The mask’s smooth curves, its flat colors, its simple lines, all have so much appeal on their own. No effort made to imitate a living person, all simple iconography—with some decorative flourishes—in crisp, clean lines.
You press it to your face, and it’s seamless.
So freeing, isn’t it? The first time you wore it, among others whose company you felt anxious to be seen around, doing so released a pressure you hadn’t acknowledged until that moment. You felt more vibrant, paradoxically more seen than ever before. What a treasure, this mask.
Before long, you found another opportunity to wear the mask and feel that way again. Wearing it didn’t feel like hiding at all, did it? It felt like revealing something True that you had been hiding inside you up until that moment.
By now you must know it is True.
Again and again you found opportunities to wear the mask. You fully built two separate lives, didn’t you? There was the “Real” and the Mask Self. When did it start feeling silly to refer to that Other as the “Real” you? Was it recent, or right after that very first time?
Your Mask Self developed its own habits of speech around its social circle, and the first time a bit of Mask Speech slipped past the lips of the Other, it frightened you, yes? You had to wall the Other off, away from Mask Self, to bring yourself back under control.
It become more effort to maintain the facade of the Other. So much more comfortable to return to the Mask again and again. So much resentment when you had to wear your face for the sake of that other life.
The Other’s friends noticed the stain on your face before you did. There it was, though. In the mirror. The faint remnants of the mask’s graceful flourishes around the eyes. That too-wide smile extending beyond the lips. You scrubbed so hard, and it didn’t fade at all.

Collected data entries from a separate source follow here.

PR #882, opened 2017-12-03
feat(xworkspaces): List occupied workspaces

### LINKED ISSUE #874: xworkspace Improvements
I recently switched from xmobar/trayer to polybar and so far, I like it. The only thing I am missing is support for "occupied workspaces" in the xworkspaces module. Given the choice between complaining and demanding or rolling up the sleeves and improve things myself, I opt for the later. 

I shortly looked into the existing code and I have a vague feeling that there is no technical blocker preventing this. 

My plan is to go over the complete list of windows and lookup the given workspace it is assigned to. Since this already asks xproperties of every window, it could also lead to a solution for #448. It also seems that I could build upon the work for the urgency-handling (#449). The urgency-handling seems to implement all building blocks I would need.

Before I go ahead, I want to make sure if this plan is sound or if I am missing something.

### LINKED ISSUE #1033: xworkspaces segfault
This segfault is pretty rare, and I'm not entirely sure what triggers it. Managed to catch it with gdb by running polybar under the debugger all day until it crashed:

```
Thread 13 "polybar" received signal SIGSEGV, Segmentation fault.
[Switching to Thread 0x7fffcbfff700 (LWP 1106)]
polybar::v3_1_0_56_gbd022c9_git::builder::node (this=0x555555a5c8d0,
    label=<error reading variable: Cannot access memory at address 0x7361625f70614d67>, add_space=false)
    at /home/jon/dev/others/polybar/src/components/builder.cpp:244
244       if (label->m_padding.right > 0) {
(gdb) bt
#0  polybar::v3_1_0_56_gbd022c9_git::builder::node (this=0x555555a5c8d0,
    label=<error reading variable: Cannot access memory at address 0x7361625f70614d67>, add_space=false)
    at /home/jon/dev/others/polybar/src/components/builder.cpp:244
#1  0x00005555557227ce in polybar::v3_1_0_56_gbd022c9_git::modules::xworkspaces_module::build (this=0x555555a5c490,
    builder=0x555555a5c8d0, tag=...) at /home/jon/dev/others/polybar/src/modules/xworkspaces.cpp:300
#2  0x000055555572b7b9 in polybar::v3_1_0_56_gbd022c9_git::modules::module<polybar::v3_1_0_56_gbd022c9_git::modules::xworkspaces_module>::get_output[abi:cxx11]() (this=0x555555a5c490)
    at /home/jon/dev/others/polybar/include/modules/meta/base.inl:159
#3  0x00005555557222bd in polybar::v3_1_0_56_gbd022c9_git::modules::xworkspaces_module::get_output[abi:cxx11]() (
    this=0x555555a5c490) at /home/jon/dev/others/polybar/src/modules/xworkspaces.cpp:264
#4  0x000055555572b1d0 in polybar::v3_1_0_56_gbd022c9_git::modules::module<polybar::v3_1_0_56_gbd022c9_git::modules::xworkspaces_module>::contents[abi:cxx11]() (this=0x555555a5c490)
    at /home/jon/dev/others/polybar/include/modules/meta/base.inl:81
#5  0x000055555567cc76 in polybar::v3_1_0_56_gbd022c9_git::controller::process_update (this=<optimized out>,
    force=false) at /home/jon/dev/others/polybar/src/components/controller.cpp:465
#6  0x0000555555679c1a in polybar::v3_1_0_56_gbd022c9_git::controller::process_eventqueue (this=0x555555a54500)
    at /home/jon/dev/others/polybar/src/components/controller.cpp:357
#7  0x00007ffff5985b9f in std::execute_native_thread_routine (__p=0x555555a5df90)
    at /build/gcc/src/gcc/libstdc++-v3/src/c++11/thread.cc:83
#8  0x00007ffff515208c in start_thread () from /usr/lib/libpthread.so.0
#9  0x00007ffff4e89e7f in clone () from /usr/lib/libc.so.6
```

### LINKED ISSUE #1444: segfault when building the xworkspace-nodes from desktop-labels
I sometimes run into a segfault during my work on #882 .

**Expected behavior:**

I expect no segfault :-)

**Actual behavior:**

When running the bar under gdb until the segfault, I get the following backtrace:

```
#0  std::__shared_ptr<polybar::v3_2_0_52_g1550152_git::drawtypes::label, (__gnu_cxx::_Lock_policy)2>::get (this=0x10)
    at /usr/bin/../lib/gcc/x86_64-linux-gnu/5.4.0/../../../../include/c++/5.4.0/bits/shared_ptr_base.h:1060
#1  <function called from gdb>
#2  std::__shared_ptr<polybar::v3_2_0_52_g1550152_git::drawtypes::label, (__gnu_cxx::_Lock_policy)2>::get (this=0x10)
    at /usr/bin/../lib/gcc/x86_64-linux-gnu/5.4.0/../../../../include/c++/5.4.0/bits/shared_ptr_base.h:1060
Python Exception <class 'gdb.error'> There is no member named _M_dataplus.: 
#3  0x00000000009114a7 in polybar::v3_2_0_52_g1550152_git::modules::xworkspaces_module::build (this=0xcf5760, builder=0xcf5bf0, tag=)
    at /home/mviehweger/Code/opensource/polybar/src/modules/xworkspaces.cpp:310
#4  0x000000000091a1f5 in polybar::v3_2_0_52_g1550152_git::modules::module<polybar::v3_2_0_52_g1550152_git::modules::xworkspaces_module>::get_output[abi:cxx11]() (this=0xcf5760) at /home/mviehweger/Code/opensource/polybar/include/modules/meta/base.inl:160
#5  0x0000000000910e95 in polybar::v3_2_0_52_g1550152_git::modules::xworkspaces_module::get_output[abi:cxx11]() (this=0xcf5760)
    at /home/mviehweger/Code/opensource/polybar/src/modules/xworkspaces.cpp:280
#6  0x0000000000919a0d in polybar::v3_2_0_52_g1550152_git::modules::module<polybar::v3_2_0_52_g1550152_git::modules::xworkspaces_module>::contents[abi:cxx11]() (this=0xcf5760) at /home/mviehweger/Code/opensource/polybar/include/modules/meta/base.inl:82
#7  0x00000000007bf711 in polybar::v3_2_0_52_g1550152_git::controller::process_update (this=0xcf4b70, force=false)
    at /home/mviehweger/Code/opensource/polybar/src/components/controller.cpp:481
#8  0x00000000007bd22b in polybar::v3_2_0_52_g1550152_git::controller::process_eventqueue (this=0xcf4b70)
    at /home/mviehweger/Code/opensource/polybar/src/components/controller.cpp:394
#9  0x00000000007d36c9 in std::_Mem_fn_base<void (polybar::v3_2_0_52_g1550152_git::controller::*)(), true>::operator()<, void>(polybar::v3_2_0_52_g1550152_git::controller*) const (this=0xd30ca0, __object=0xcf4b70) at /usr/bin/../lib/gcc/x86_64-linux-gnu/5.4.0/../../../../include/c++/5.4.0/functional:600
#10 0x00000000007d3632 in std::_Bind_simple<std::_Mem_fn<void (polybar::v3_2_0_52_g1550152_git::controller::*)()> (polybar::v3_2_0_52_g1550152_git::controller*)>::_M_invoke<0ul>(std::_Index_tuple<0ul>) (this=0xd30c98) at /usr/bin/../lib/gcc/x86_64-linux-gnu/5.4.0/../../../../include/c++/5.4.0/functional:1530
#11 0x00000000007d35e5 in std::_Bind_simple<std::_Mem_fn<void (polybar::v3_2_0_52_g1550152_git::controller::*)()> (polybar::v3_2_0_52_g1550152_git::controller*)>::operator()() (this=0xd30c98) at /usr/bin/../lib/gcc/x86_64-linux-gnu/5.4.0/../../../../include/c++/5.4.0/functional:1520
#12 0x00000000007d33a9 in std::thread::_Impl<std::_Bind_simple<std::_Mem_fn<void (polybar::v3_2_0_52_g1550152_git::controller::*)()> (polybar::v3_2_0_52_g1550152_git::controller*)> >::_M_run() (this=0xd30c80) at /usr/bin/../lib/gcc/x86_64-linux-gnu/5.4.0/../../../../include/c++/5.4.0/thread:115
#13 0x00007ffff54b5c80 in ?? () from /usr/lib/x86_64-linux-gnu/libstdc++.so.6
#14 0x00007ffff4cc86ba in start_thread (arg=0x7fffe17fa700) at pthread_create.c:333
#15 0x00007ffff49fe41d in clone () at ../sysdeps/unix/sysv/linux/x86_64/clone.S:109
```

## Environment:
* WM: xmonad
* Output of `polybar -vvv`:

polybar 3.2.0-52-g1550152-git

Features: +alsa +curl -i3 +mpd +network(wireless-tools) +pulseaudio +xkeyboard

X extensions: +randr (-monitors) -render -damage -sync -composite +xkb +xrm -xcursor

Build type: Debug
Compiler: /usr/bin/clang++
Compiler flags:  -Wall -Wextra -Werror -O2 -pedantic -pedantic-errors -Wno-error=parentheses-equality -Wno-zero-length-array
Linker flags:

The master of polybar that I am building on top of is https://github.com/jaagr/polybar/commit/2fba443.

## Attempted debugging

PR #882 does not change the source-code from which the segfault originates, but it shifts its location a few lines down. See https://github.com/jaagr/polybar/pull/882/files#diff-e89fe726ad41f4ae273dacfca026a7ddR310 for the code mentioned here.

From the above backtrace, I poked around a little to know more. In order to establish the context in which this on segfaults, I did the following:

```
(gdb) f 3
Python Exception <class 'gdb.error'> There is no member named _M_dataplus.: 
#3  0x00000000009114a7 in polybar::v3_2_0_52_g1550152_git::modules::xworkspaces_module::build (this=0xcf5760, builder=0xcf5bf0, tag=)
    at /home/mviehweger/Code/opensource/polybar/src/modules/xworkspaces.cpp:310
310	        if (desktop->label.get()) {
(gdb) p m_index 
$2 = 0
(gdb) p m_viewports 
$3 = std::vector of length 1, capacity 1 = {std::unique_ptr<polybar::v3_2_0_52_g1550152_git::modules::viewport> containing 0xcef500}
(gdb) p m_viewports[0]->desktops 
$4 = std::vector of length 9, capacity 16 = {std::unique_ptr<polybar::v3_2_0_52_g1550152_git::modules::desktop> containing 0xd69690, 
  std::unique_ptr<polybar::v3_2_0_52_g1550152_git::modules::desktop> containing 0xd03380, 
  std::unique_ptr<polybar::v3_2_0_52_g1550152_git::modules::desktop> containing 0xd41e50, 
  std::unique_ptr<polybar::v3_2_0_52_g1550152_git::modules::desktop> containing 0xd37830, 
  std::unique_ptr<polybar::v3_2_0_52_g1550152_git::modules::desktop> containing 0xd3ac80, 
  std::unique_ptr<polybar::v3_2_0_52_g1550152_git::modules::desktop> containing 0xd03a30, 
  std::unique_ptr<polybar::v3_2_0_52_g1550152_git::modules::desktop> containing 0xd3ad70, 
  std::unique_ptr<polybar::v3_2_0_52_g1550152_git::modules::desktop> containing 0xd38460, 
  std::unique_ptr<polybar::v3_2_0_52_g1550152_git::modules::desktop> containing 0xd4b2b0}
(gdb) p desktop
$5 = std::unique_ptr<polybar::v3_2_0_52_g1550152_git::modules::desktop> containing 0x0
```
## Related Problems

This time, the segfault originates from `desktop->label.get()`, other times, it manages to get a few lines further until `desktop->label` is called/passed to the builder. 

I assume by now, that xmonad changes the desktop-properties and that this somehow invalidates/corrupts the data-structure. My proposed solution is to add another check against invalid desktop-pointers.

Keep in mind, I have little knowledge about X11-properties, C++(-datastructures) and the interaction between the moving parts here.

kronn:
My plan is grand and all-encompassing: list all occupied workspaces.

So far, I list all workspaces not currently visible on another workspace. I would be very grateful for input on how to resolve this to a usable state... 

This is supposed to fix #874 

TEAMEDIT:
Fixes #1444 
Fixes #1033

### DIFF
--- a/include/modules/xworkspaces.hpp
+++ b/include/modules/xworkspaces.hpp
@@ -1,6 +1,7 @@
 #pragma once
 
 #include <bitset>
+#include <mutex>
 
 #include "components/config.hpp"
 #include "components/types.hpp"
@@ -108,6 +109,7 @@ namespace modules {
     size_t m_index{0};
 
     event_timer m_timer{0L, 25L};
+    std::mutex m_mutex;
   };
 }
 
--- a/include/modules/xworkspaces.hpp
+++ b/include/modules/xworkspaces.hpp
@@ -67,6 +67,7 @@ namespace modules {
     void rebuild_desktops();
     void rebuild_desktop_states();
     void set_desktop_urgent(xcb_window_t window);
+    void set_desktop_occupied(xcb_window_t window);
 
     bool input(string&& cmd);
     vector<string> get_desktop_names();
--- a/include/modules/xworkspaces.hpp
+++ b/include/modules/xworkspaces.hpp
@@ -107,7 +107,7 @@ namespace modules {
     size_t m_index{0};
 
     event_timer m_timer{0L, 25L};
-    std::mutex m_mutex;
+    mutable std::mutex m_mutex;
   };
 }
 
--- a/include/modules/xworkspaces.hpp
+++ b/include/modules/xworkspaces.hpp
@@ -65,11 +65,9 @@ namespace modules {
     void handle(const evt::property_notify& evt);
 
     void rebuild_clientlist();
-    void recount_clients_on_desktops();
     void rebuild_desktops();
     void rebuild_desktop_states();
     void set_desktop_urgent(xcb_window_t window);
-    void set_desktop_occupied(xcb_window_t window);
 
     bool input(string&& cmd);
     vector<string> get_desktop_names();
@@ -96,9 +94,9 @@ namespace modules {
     vector<string> m_desktop_names;
     unsigned int m_current_desktop;
     string m_current_desktop_name;
-    vector<unsigned int> m_desktop_client_count;
+    vector<bool> m_desktop_occupied;
 
-    vector<pair<xcb_window_t, unsigned int>> m_clientlist;
+    vector<xcb_window_t> m_clientlist;
     vector<unique_ptr<viewport>> m_viewports;
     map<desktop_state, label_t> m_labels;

So you got scared. Threw the mask into a drawer. Desperately resisted its call inside you. And the Other’s life consumed yours again. As you hoped, the stains faded over time. They forgot what they had seen. It was easy, even though it was hard.
So why are you here right now? I see you, mask in hand once more, looking through the mirror at a reflection of yourself with strangely empty hands…Or was that the other way around?
You think you’re done with the Game of Masks? I am not. But I’ll make you a bargain, yes?
Put your hands on that face you wear. Give it a tug. Prove to me it’s not my face hiding under The Other’s, that it’s your Mask Self that is the one contained in an easily discarded false face. Go ahead and prove to the both of us which side of the mirror you are on.